Instructions to follow
How many lines in the entries below include the word "expression"? Respond with the number only.

[[ Input data open ]]

PR #1312, opened 2023-11-06
Format yield and yield*.

kallentu:
Small CL for yield behaviour.
No tests were migrated (but also, none existed for the temp dir lol), just added some simple ones.

### DIFF
--- a/lib/src/front_end/ast_node_visitor.dart
+++ b/lib/src/front_end/ast_node_visitor.dart
@@ -1307,12 +1307,8 @@ class AstNodeVisitor extends ThrowingAstVisitor<void>
   @override
   void visitYieldStatement(YieldStatement node) {
     token(node.yieldKeyword);
-
-    if (node.star case var star?) {
-      token(star);
-      space();
-    }
-
+    token(node.star);
+    space();
     visit(node.expression);
     token(node.semicolon);
   }
--- a/lib/src/front_end/ast_node_visitor.dart
+++ b/lib/src/front_end/ast_node_visitor.dart
@@ -1306,7 +1306,15 @@ class AstNodeVisitor extends ThrowingAstVisitor<void>
 
   @override
   void visitYieldStatement(YieldStatement node) {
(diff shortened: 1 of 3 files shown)


lib/src/front_end/ast_node_visitor.dart
```diff
@@ -1306,7 +1306,15 @@ class AstNodeVisitor extends ThrowingAstVisitor<void>
 
   @override
   void visitYieldStatement(YieldStatement node) {
-    throw UnimplementedError();
+    token(node.yieldKeyword);
+
+    if (node.star case var star?) {
+      token(star);
+      space();
```
munificent, line 1313: Huh, I'm surprised this does the right thing when there's no `*`. I would expect you to end up with `yieldi;` since there's no `space()` call when `star` is `null`.

Any idea where the space is coming from?

I would expect this to be:

```dart
  void visitYieldStatement(YieldStatement node) {
    token(node.yieldKeyword);
    token(node.star);
    space();
    visit(node.expression);
    token(node.semicolon);
  }
```

(The `token()` function will silently do nothing if you pass it `null`, which ends up being pretty handy.)

munificent (approved):

lib/src/front_end/ast_node_visitor.dart
kallentu: Okay, you're right in that this was kinda weird. Turns out `yield i;` on its own just parses as a variable declaration and not a yield statement. The parser needs more context than that to determine that it's a yield.

I've modified the tests and they both should be parsing into yield statements and they should work as intended now.

Thanks for bringing this up and if you could PTAnotherL, that'd be great!

munificent: *OOOH* that makes. I totally forgot that `yield` is a contextual keyword and won't be parsed as a keyword unless it's in a `sync*` or `async*` function.

munificent (approved):
Looks great! Thank your for tracking down what was going on.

[[ Input data closed ]]

Completed exercise
2